Gruß, IchundmeinBike


----------



## Damian Cosmas (7. Juni 2012)

Hi, ich bin gerade auch am Aufbau einer Wintergurke mit dem gleichen Rahmen, allerdings in weiß. Leider ist das Sattelrohr an der Klemmung nicht mehr ganz rund.  Es schwankt zwischen 26,4 und 26,8 mm Innendurchmesser. Könnest Du mal bitte Deine Sattelstütze messen, da ich erst eine besorgen muss, aber nicht mehrere probieren mag.

Danke.

BTW: ich glaube, gelesen zu haben, dass Marmorblau nur 1993 verkauft wurde.


----------



## IchundmeinBike (7. Juni 2012)

Hi Damian Cosmas.
Die Sattelstütze hat bei mir 26,2 mm; ist auch so eingeprägt.
Dieses Maß reicht bis kurz unter die Kreuzung mit dem Oberrohr, danach wird das Sattelrohr wieder dicker. Kann man sogar mit dem Finger erfühlen.

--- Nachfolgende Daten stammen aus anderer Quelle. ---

PR #259, opened 2026-07-16
Add support for compressed CRIU images

rst0git:
In CRIU's development branch was recently added built-in support for compressing memory pages during checkpoint creation and decompressing them during restore [^1][^2][^3]. As this functionality changes the memory image format, the Python implementation of CRIT was also extended with commands for compressing and decompressing checkpoint images.

This pull request updates go-criu's RPC and CRIU protobuf definitions to match the criu-dev branch, adds support for reading compressed memory images, and extends the Go implementation of CRIT with equivalent `compress` and `decompress` commands.

This functionality in this pull request is also needed by `checkpointctl` to inspect and analyze checkpoints with compressed memory images.

[^1]: [CRIU pull request "Add support for memory pages compression"](https://github.com/checkpoint-restore/criu/pull/2895)
[^2]: [Towards On-the-Fly Snapshot Memory Compression for Low-Latency Elastic Inference Serving Systems (EuroMLSys '26)](https://doi.org/10.1145/3805621.3807612)
[^3]: [Optimizing Checkpoints with Built-in Memory Page Compression (LPC '25)](https://lpc.events/event/19/contributions/2236/)


rst0git:
cc: @snprajwal @behouba @dfeigin-nv @adrianreber 

Would you be able to review the changes in this PR when you have time?

adrianreber:
I will look at it tomorrow.

crit/mempages.go
```diff
@@ -226,38 +152,32 @@ func (mr *MemoryReader) SearchPattern(pattern string, escapeRegExpCharacters boo
...
-				readSize = int(endAddr - startAddr - offset)
+				readSize = endAddr - startAddr - offset
 			}
 
-			buff := make([]byte, readSize)
-			if _, err := f.ReadAt(buff, int64(initialOffset+offset)); err != nil {
-				if err == io.EOF {
-					break
-				}
+			memory, err := mr.readMemRange(session, startAddr+offset, startAddr+offset+readSize)
```
dfeigin-nv: It doesn't have to do with your PR specifically, but I think there may be a bug here. This searches each non-overlapping chunk independently, so a match crossing a chunk boundary is missed. I may be mistaken but it looks like it.

.github/workflows/codecov.yml
```diff
@@ -16,9 +16,9 @@ jobs:
 
     - name: Build CRIU criu-dev
       run: |
-        sudo apt-get update
-        sudo apt-get install -y libprotobuf-dev libprotobuf-c-dev protobuf-c-compiler protobuf-compiler python3-protobuf libnl-3-dev libnet-dev libcap-dev uuid-dev curl unzip bats
         git clone --depth=1 --single-branch -b criu-dev https://github.com/checkpoint-restore/criu.git
+        sudo ./criu/contrib/dependencies/apt-packages.sh
+        sudo apt-get install -y curl unzip bats
```
adrianreber: You could use the apt-install script from CRIU here. Not sure it is really super helpful, but it might make it more robust against temporary repository failures.

crit/memory_layout.go
```diff
@@ -0,0 +1,573 @@
...
+	"slices"
+	"sort"
+	"strconv"
+	"strings"
+
+	"github.com/checkpoint-restore/go-criu/v8/crit/images/pagemap"
+)
+
+const (
+	peParent         uint32 = 1 << 0
```
adrianreber, line 17: There are a couple of constants here and in transform_linux.go which are almost the same. It is the same Go package so maybe try to reuse constants and functions here if possible. (`effectivePagemapFlags()`, `pagemapPageCount()`, `hasPagemapCompressionMetadata()`, `checkedAlignUp()`).

crit/memory_layout.go
```diff
@@ -0,0 +1,573 @@
...
+					regionBytes,
+					info.RegionSizeBytes,
+				),
+			)
+		}
+	}
+	return nil
+}
+
+func indexMemoryLayer(
```
adrianreber, line 164: Is this the same as `transformValidatePagemaps()`?

crit/checkpoint_compression_impl.go
```diff
@@ -0,0 +1,1491 @@
...
+	}
+	return merged
+}
+
+func transformAddressInRanges(address uint64, ranges []transformRange) bool {
+	index := sort.Search(len(ranges), func(i int) bool { return ranges[i].start > address }) - 1
+	if index >= 0 && address < ranges[index].end {
+		return true
+	}
+	if address>>32 == math.MaxUint32 {
```
adrianreber: What is happening here? Overall it feels really hard to understand with almost zero comments what is going on in these files.

crit/checkpoint_compression_impl.go
```diff
@@ -0,0 +1,1491 @@
...
+			break
+		}
+		replaced = append(replaced, item)
+	}
+	if commitErr == nil {
+		commitErr = transformSyncDirectories(staged)
+		if commitErr == nil {
+			// A cancellation received through the final rename or directory
+			// sync still belongs to the commit window and must roll back.
+			commitErr = ctx.Err()
```
adrianreber: At this point all renames have succeeded and all directories have been fsynced, right? Shouldn't the transform be considered fully committed here, rather than rolling back a durable result because of a cancellation signal that arrived after  the work was already persisted?

I am really a bit confused about this large file. Some additional documentation would be nice.

crit/mempages.go
rst0git: This is a good point! Indeed, it looks like the search functionality would miss patterns that cross a chunk boundary. I've opened another pull request to fix this: https://github.com/checkpoint-restore/go-criu/pull/260

.github/workflows/codecov.yml
rst0git: Thanks! I've updated the patch to use `apt-install`.

crit/memory_layout.go
rst0git: Thanks! I've updated the patch to remove duplicate definitions.

crit/memory_layout.go
rst0git: Yes, most of the validation was duplicated. I've updated the patch to reuse `indexMemoryLayer()` and the shared inventory compatibility validation.

crit/checkpoint_compression_impl.go
rst0git: Thanks! I've updated the code to add comments.

The Go implementation here is equivalent to the way the Python version of CRIT is handling [this](https://github.com/checkpoint-restore/criu/blob/b7bdc14736b1e8598f2ffbb371f42318835a111f/crit/crit/__main__.py#L589).

My understanding is that on x86, CRIU's [encode_pointer()](https://github.com/checkpoint-restore/criu/blob/b7bdc14736b1e8598f2ffbb371f42318835a111f/criu/arch/x86/include/asm/types.h#L35) casts pointers through a signed `long`, and pagemap writers store that encoded value. In contrast, CRIU's VMA parser stores addresses parsed from `/proc/<pid>/smaps` as [unsigned values](https://github.com/checkpoint-restore/criu/blob/b7bdc14736b1e8598f2ffbb371f42318835a111f/criu/proc_parse.c#L820). As a result, native 32-bit addresses may be sign-extended in pagemap images but zero-extended in `mm.img`.

crit/checkpoint_compression_impl.go
rst0git: Thanks! I removed the post-fsync cancellation check, so the final successful directory sync is now the commit point. I also comments about the transaction phases.

adrianreber (approved):
Some higher coverage by tests would be nice. It seems like mostly error paths are missing.

Besides that looks good to go.

We need to wait with a release until CRIU has a release because changes from the `criu-dev` branch to the protobuf files are not necessarily stable. Once it is part of a CRIU release it will not change.

adrianreber:
Just to clarify, from my point of view we can merge it now.

avagin:
The CRIU part is still in criu-dev, so there is no guarantee that UAPI will not be changed. Ideally, all changes in go-criu should be made only after merging CRIU changes to the master branch...

rst0git:
Thank you Andrei! One of the main use cases for the compression functionality has been to improve the cold-start times of inference workloads. Many of the open-source projects in this space evolve rapidly, with new models being released almost every month.

I spent more than a year working on the compression functionality as part of my PhD research, and did my best to design an API that is minimal and would allow us to support future developments.

Since we don't have a regular release cycle for CRIU, it makes it difficult for other projects and users to plan ahead and know when new features will become available.

avagin:
@rst0git I think we already discussed this in personal discussions. I am ready to release this feature as soon as it is ready. We are quite flexible with our release process. We are not tied to any specific timeline and can cut a new release even today, if needed.

Any projects using the criu-dev branch must accept the risk that things may change and backward compatibility is not guaranteed. The only source of truth is the master branch.

PR #260, opened 2026-07-17
crit: find pattern matches across memory chunk boundaries

rst0git:
`MemoryReader.SearchPattern` currently searches each memory chunk independently, which means patterns that span chunk boundaries are missed. This pull request aims to fix this by searching exact literals with overlapping chunks, while evaluating general regular expressions through a bounded streaming reader over the entire pagemap entry.

### DIFF
--- a/crit/mempages.go
+++ b/crit/mempages.go
@@ -539,7 +539,15 @@ func (mr *MemoryReader) SearchPattern(pattern string, escapeRegExpCharacters boo
 		return nil, err
 	}
 	literalPattern, literalOnly := regexPattern.LiteralPrefix()
+	needsStreaming := !literalOnly || len(literalPattern) == 0
 	var patternTable []int
+	var streamPatterns *streamingRegexps
+	if needsStreaming {
+		streamPatterns, err = compileStreamingRegexps(pattern)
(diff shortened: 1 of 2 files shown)


rst0git:
cc: @behouba

behouba (approved):
LGTM

crit/mempages.go
```diff
@@ -204,6 +205,288 @@ type PatternMatch struct {
...
+		readEnd += min(overlap, entrySize-readEnd)
+		readSize := readEnd - readStart
+		if readSize > uint64(math.MaxInt) {
+			return nil, fmt.Errorf("memory search window is too large: %d bytes", readSize)
+		}
+		buff := make([]byte, int(readSize))
+		if _, err := f.ReadAt(buff, int64(initialOffset+readStart)); err != nil {
+			if err == io.EOF {
+				break
+			}
```
behouba:
```suggestion
			if errors.Is(err, io.EOF) {
				err = io.ErrUnexpectedEOF
			}
```

Can we make this one return an error too?  The streaming path `searchPatternStream` handles the same situation by returning io.ErrUnexpectedEOF.

PR #334, opened 2019-10-01
Use default if timeout is nil

maalur:
With the current implementation the default timeout is never used because a `timeout` argument is always passed to `api_verification`. This was made obvious today when reCAPTCHA was having issues and we saw network request times as long as 2 minutes.

### DIFF
--- a/lib/recaptcha.rb
+++ b/lib/recaptcha.rb
@@ -64,7 +64,7 @@ module Recaptcha
     verify_hash = { 'secret' => secret_key, 'response' => response }
     verify_hash['remoteip'] = options[:remote_ip] if options.key?(:remote_ip)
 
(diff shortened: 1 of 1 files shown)


lib/recaptcha.rb
```diff
@@ -99,7 +99,8 @@ def self.score_above_threshold?(score, minimum_score)
     end
   end
 
-  def self.api_verification(verify_hash, timeout: DEFAULT_TIMEOUT)
+  def self.api_verification(verify_hash, timeout)
```
grosser:
```suggestion
  def self.api_verification(verify_hash, timeout: nil)
```

grosser:
thx! 5.1.1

Danke für den Hinweis mit dem Baujahr. Im_ Retrobikeforum_ meinte ein User, dass ab 1993_ GT_ auf dem Unterrohr stände und der _TALERA _Schriftzug auf dem Oberrohr.
Gruß, IchundmeinBike


----------



## Kruko (7. Juni 2012)

Anhand der Rahmennummer kann man das Baujahr bestimmen. Sucht einfach den entsprechenden Thread und dann kann man ziehmlich exakt das Baujahr bestimmen.


----------



## Damian Cosmas (7. Juni 2012)

Danke jedenfalls für das Stützenmaß, viel Spaß mit Deinem Talera

Gruß, D.C.


----------



## IchundmeinBike (10. Juni 2012)

So, am Rahmen wurden Lackschäden ausgebessert und ein neues Steuerlager verbaut.





Das Hinterrad musste ich neu einspeichen, da es wohl durch einen _chainsuck_ Schäden gegeben hatte. Bald geht es weiter ...

Gruß, IchundmeinBike


----------



## IchundmeinBike (7. Juli 2012)

So, endlich konnte es weitergehen mit dem GT 
	

	
	
		
		

		
			





:
- neues Shimano Innenlager
- gebr. Shimano LX Kurbel
- TA Kettenblätter
- Salsa Lenker
- BBB Sattelstütze
- Specialized Sattel
- Schwalbe Reifen




... es geht weiter - Gruß IchundmeinBike


----------



## IchundmeinBike (30. Juli 2012)

So sieht es jetzt aus . Ein paar Änderungen kommen bestimmt noch (Laufräder, Pedale, ...). Fährt sich  auf alle Fälle super.
Bilder und Teileliste (Neuteile in blau):


















*[FONT="]GT[/FONT][/U][/B][U][FONT="] All Terra, TALERA  Bj.1992[/FONT]
[FONT="]Rahmen:[/FONT][/B]   [/SIZE][FONT="]  Chrom-Molybdän Stahl,  lackiert  (52 cm / 20,5 Zoll)  [/FONT]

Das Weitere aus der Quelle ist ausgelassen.